Selang beberapa waktu, pengumuman resmi pun keluar. Dan ternyata semua siswa dinyatakan LULUS. 'Alhamdulillah!', katanya. Namun ternyata Si Bodoh mendapat nilai ujian tersebut tepat di ambang batas, 5,75. Sangatlah masuk akal bila dibilang, Si Bodoh hampir tidak lulus SMA. Dan mulai saat itu Si Bodoh semakin meyakini bahwa seperti itulah keberuntungan. Mungkin karena doa tangan-tangan tak terlihat seperti doa ibunya yang hampir tiap sepertiga malam beliau terisak-isak mengalunkan ayat-ayat suci terindah. Dan dalam sujudnya yang lama beliau haturkan puji-pujian untuk merayu Sang Maha hingga keningnya menahan berat yang teramat sangat. Si Bodoh sangat yakin itu, seyakin dulu saat malam-malam terjaga dia mendengar lirih dari tempat tidur bahwa ibunya sedang menangis doakannya tentang kehidupan.

Tak hanya itu, masih banyak moment-moment ajaib yang menghiasi perjalanan hidupnya. Seperti ketika Si Bodoh mengikuti seleksi masuk perguruan tinggi.

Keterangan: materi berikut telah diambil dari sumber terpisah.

PR #4790, opened 2022-02-14
Allow optional : on LHS of signature binding declaration

### LINKED ISSUE #4789: The `:` in `my :($a, $b)` should be *optional* but is forbidden
Normally, the syntax for declaring a [Signature literal](https://docs.raku.org/type/Signature#Signature_literals) is to use a colon: `my $sig = :($a, $b)`.

[S02 - Signature objects](https://design.raku.org/S02.html#Signature_objects) states that

> Declarators generally make the colon optional:
> 
>     my ($a,$b,$c);      # parsed as signature

However, it currently appears that the colon isn't **optional**, it's forbidden:

```raku
my :($a, $b, $c); 
# OUTPUT: ===SORRY!=== Error while compiling /home/runner/.code.tio
# Malformed my
```

And, [according to bisectable](http://irclogs.raku.org/raku-dev/2022-02-14.html#16:55), it looks like we never allowed the `my :(…)` form.

I can see two benfits in allowing the `:(…)` form: First (and less importantly) it help emphasize that the LHS gets destructuring semantics rather than list assignment semantics, which might be useful for some users/in some contexts.  Maybe this would help with the Raku/problem-solving#307?  More importantly (imo), I think this would be nice for pedagogical/documentation reasons: it would be easier to teach/document `my ($a, $b) := (42, 47)` as a shorthand for `my :($a, $b) := (42, 47)` – but it's only a shorhand if the longhand form works!

(I *think* that allowing this behavior may be as easy as adding a `':'?` in the [`variable_declarator` token](https://github.com/rakudo/rakudo/blob/master/src/Perl6/Grammar.nqp#L2355), though I haven't tested that yet)

codesections:
When using signature binding during variable declaration, the normal syntax is

```raku
my ($a, $b) := (42, 47);
```

The `($a, $b)` on the LHS creates a Signature, which then has 42 and 47 bound to its parameters following the normal signature-binding
process.  But why does `($a, $b)` create a Signature rather than a List?  Normally, the syntax for creating a Signature is `:(...)`, not
`(...)`.

Raku lets us omit the `:` here because we're binding to a list of variables in the context of declaring those variables and, as
S03#Signature-objects says, a declaration context makes the signature-literal's `:` optional (though the `(` and `)` are still
required).  This makes perfect sense, because there's no way Raku can bind to a list of variables on the LHS *other* than by treating the
LHS as a Signature and binding the RHS to it.  So the `:` is a bit redundant in context, and Raku's decision to make it optional is
well-justified.

Currently, however, the `:` is **not** optional – it's forbidden. Prior to this commit, the following incorrectly throws an
X::Syntax::Malformed error:

```raku
my :($a, $b) := (42, 47);
```

This commit fixes that error and gives the line the semantics described in S03 – that is, exactly the same signature-binding
semantics that it would have without the optional `:`.

In addition to being a bugfix that restores apparently intended behavior, allowing `my :($a, $b) := (42, 47)` as a (slightly) more
verbose alternative to `my ($a, $b) := (42, 47)` has a few advantages:

  1. It allows the user to more clearly express their intent that the LHS is a Signature.
  2. Because the user has communicated their intent, Raku can provide helpful error messages rather than silently doing something
     unintended.
  3. It makes Raku's semantics easier to explain to new users – because `my ($a, $b) := (42, 47)` is shorthand for `my :($a, $b) := (42, 47)`, it's confusing that the non-shorthand version isn't allowed.  In particular, the Raku docs have often been confusingly imprecise about variable-declaration signature binding, often calling it "destructuring assignment". I can't be sure, but I believe that normal signature literal syntax not being allowed during variable-declaration signature binding likely contributed to this confusion.

To implement the helpful error messages described in (2), this commit adds two error as shown below.  First, an X::Syntax::Variable::SignatureAssignment error that is thrown when a user tries to *assign* (rather than bind) to a variable-declaration
signature:

```raku
# without `:`
my (@a0, $b0) = ([1, 2], 3); # Unintended list assignment
note $b0; # OUTPUT: «(Any)»

# with `:`
my :(@a, $b) = ([1, 2], 3);
# ===SORRY!=== Error while compiling file.raku
# use assignment when declaring a variable via signature binding.
# Did you mean to use binding?  If so, use `:=` instead of `=`.
# Or did you mean to use list assignment?  If so, don't use `:(...)`
#    (the signature literal syntax) on the left-hand side.
# at file.raku:4
# ------> my :($a, $b)⏏ = (1, 2);
```

Second, an X::Syntax::Variable::SignatureWithoutInitializer error that's thrown when a user tries to use variable-declaration signature
binding without a RHS to bind to the Signature:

Si Bodoh sangat ingin masuk perguruan negeri di Bogor sejak SMA. Walaupun dia yakin bahwa tak mungkin masuk PTN tersebut melalui jalur tanpa tes dan administrasi saja (PMDK/USMI) karena nilai-nilai harian Si Bodoh tak cukup bagus, dia pun tetap bersikeras akan mengajukannya. Walau pada akhirnya guru konselingnya menyatakan, 'Kamu tidak bisa mendaftar karena nilai-nilaimu tidak cukup.'

Ya sudahlah, Si Bodoh pun akhirnya mendaftar melalui jalur seleksi umum (SPMB). Tibalah pada hari diumumkannya hasil seleksi. Dan ternyata, Si Bodoh diterima di PTN tersebut. Sampai saat ini pun Si Bodoh masih meyakini bahwa itu salah satu keberuntunganya. Secara, Si Bodoh pada saat SMA tidak pernah mengikuti bimbingan belajar kecuali hanya Bahasa Inggris dan Fisika yang menjadi kelemahan terbesarnya (Hampir semua lemah denk.. hehe). Si Bodoh malah masih keasikan dengan organisasi di sekolahnya dan keasikan menikmati hobi berbagai olahraga dan pendakian-pendakian gunungnya.

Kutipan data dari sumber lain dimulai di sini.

PR #4957, opened 2022-06-16
Make unsuccessful connect fail rather than die

lizmat:
Spotted in https://stackoverflow.com/questions/72639883/how-to-deal-with-exceptions-in-iosocketinet

There is no documentation or tests covering the behaviour of a failed
connect.  It is actually the nqp::connect that throws (which turns out
also to be not documented BTW).

Having it return a Failure feels more natural indeed.

### DIFF
--- a/src/core.c/IO/Socket/INET.pm6
+++ b/src/core.c/IO/Socket/INET.pm6
@@ -113,6 +113,7 @@ my class IO::Socket::INET does IO::Socket {
 #?endif
         }
         elsif $!type == SOCK_STREAM {
+            CATCH { return .Failure }
             nqp::connect($PIO, nqp::unbox_s($!host), nqp::unbox_i($!port), nqp::decont_i($!family));
         }
 


Kaiepi (approved):

vrurg:
Turns out, this PR requires spec changes. Our new flapper, _S32-io/socket-recv-vs-read.t_, is built around the fact that a new connection throws on error. Same assumption is made about `listen`, BTW.

I'm considering reverting this PR unless there is a very good reason not to do it.

Kaiepi:
I'd like for `IO::Socket::INET`'s `connect`/`listen` to err to fail like its own `IO::Socket` `read`, `recv`, `write`, `close` does in the future, if only to simplify chaining of operations, e.g.:
```raku
with IO::Socket::INET.connect: '127.0.0.1', 23 -> $client {
    LEAVE { $client.close }
    [andthen] gather take $client.print("$_$?NL") for ^100
}
```
But I'd rather not see such a change break networking code.

PR #4959, opened 2022-06-16
Todo failing test on Solaris

vlmarek:
Solaris always returns 0 in max-rss. According to the NOTE in
getrusage(3C):

  The ru_maxrss, ru_ixrss, ru_idrss, and ru_isrss members of  the rusage
  structure are set to 0 in this implementation.


vlmarek:
My understanding is that `getrusage()` retrieves statistics for current process while `sysconf()` reads system wide limits. It's just that Solaris never implemented `getrusage()` fully.

lizmat:
Thanks!

PR #4968, opened 2022-06-25
Make raku installation portable

locriacyber:
- [X] Create portable installation with `zef install --prefix=yourrepohere .`
- [X] ~~Make raku/moarvm portable (use relative path to get dependencies, ship without nqp)~~ Just use https://rakudo.org/downloads

### DIFF
--- a/src/core.c/CompUnit/Repository/Installation.pm6
+++ b/src/core.c/CompUnit/Repository/Installation.pm6
@@ -32,6 +32,9 @@ __END__
 
     my constant $raku-wrapper = '#!/usr/bin/env #raku#
 sub MAIN(:$name, :$auth, :$ver, *@, *%) {
+    my $vendor_dir = $*SPEC.catdir($?FILE.IO.dirname, '..').IO.resolve;
+    my $vendor_repo = CompUnit::Repository::Installation.new(prefix => $vendor_dir);
+    CompUnit::RepositoryRegistry.use-repository($vendor_repo);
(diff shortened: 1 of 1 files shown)


src/core.c/CompUnit/Repository/Installation.pm6
```diff
@@ -32,6 +32,9 @@ __END__
 
     my constant $raku-wrapper = '#!/usr/bin/env #raku#
 sub MAIN(:$name, :$auth, :$ver, *@, *%) {
+    my $vendor_dir = $*SPEC.catdir($?FILE.IO.dirname, '..').IO.resolve;
```
locriacyber, line 35: `.IO.resolve` is technically unnecessary.

ugexe (changes requested):
This PR modifies the repo chain when it should not. fwiw I don't really understand what your issue is (installing to e.g. vendor works fine for me, and I'm not familiar with anyone else ever having such a problem), but this change would be a regression.

locriacyber:
What vendor? I need to make the application to be run anywhere.
AFAIK the current Repository use absolute path.

niner:
That is already supported. Rakudo can be built in a relocatable version with `perl Configure.pl --relocatable`. From the `--help` text:
```
    --relocatable      Dynamically locate NQP and Perl6 home dirs instead of
                       statically compiling them in. (On AIX and OpenBSD Rakudo
                       is always built non-relocatable, since both OSes miss a
                       necessary mechanism.)
```

abraxxa:
Does this help text really still read 'Perl6'?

Sekali lagi, itulah keberuntungan. Mungkin tak hanya karena doa ibunya dan kakeknya yang tiap si cucu akan menjalani moment penting selalu mendoakan dan membacakan surat Al-Waqiah semalam suntuk yang konon katanya untuk harapkan keberuntungan dari Allah. Ternyata benar juga pesan seorang ustad, ‘Jangan meremehkan doa, sebab ia satu-satunya cara untuk mengubah takdir.’ (Satria Hadi Lubis)

Menginjak tingkat 2 di kuliahnya, Si Bodoh pernah berujar bahwa selama masa kuliahnya, dia akan menginjakkan kaki ke penjuru nusantara. Cukup tak masuk akal jika keinginannya terwujud dengan mengandalkan kiriman uang bulanan yang hanya cukup untuk kebutuhan harian tanpa pernah menyisakan tabungan. Namun sungguh luar biasa, energi positif di alam serta merta merangkulnya menuju tempat-tempat nun jauh di sana. Tak jarang Si Bodoh diajak ke berbagai kegiatan keproyekan seperti ke Pulau Bangka, Kalimantan, Mentawai, Sumatera, atau hanya sekitar Jawa. Bahkan obsesi perjalanan dan pendakian gunungnya pun makin termudahkan dengan bayaran selama proyek-proyek tersebut. Dari uang jerih payahnya, Si Bodoh bisa mendaki gunung-gunung seperti Semeru, Ciremai, Slamet, Gede, Pangrango, Salak, Merapi dan gunung-gunung di Jawa lainnya bahkan Gunung Singgalang di Sumatera Barat yang mungkin hampir menewaskannya. Tak jarang pula Si Bodoh membayar biaya dan keperluan kuliahnya dari hasil keringatnya. Skali lagi Si Bodoh anggap itu adalah k.e.b.e.r.u.n.t.u.n.g.a.n.

Begitu pula saat Si Bodoh menjalani tahap akhir kelulusan kuliahnya. Tahap-tahap yang baru bias diselesaikannya selama 5 tahun di bangku kuliah. Cukup lama. Karena hampir sebagian besar teman seangkatannya sudah lulus kuliah bahkan ada yang sudah bekerja. Namun 5 tahun yang dilaluinya tak pernah dan tak akan pernah disesalinya. 5 tahun yang dilalui dengan berbagai petualangan, ngurus anak-anak orang sebagai ketua mahasiswa jurusan dan fakultas, serta kesibukan-kesibukan lain yang sangat tak berkaitan untuk mendukung kegiatan perkuliahannya. Hingga tepat sehari sebelum Si Bodoh wisuda, dia mendapat kesempatan untuk interview kerja dengan seseorang yang saat ini menjadi atasannya di sebuah NGO International.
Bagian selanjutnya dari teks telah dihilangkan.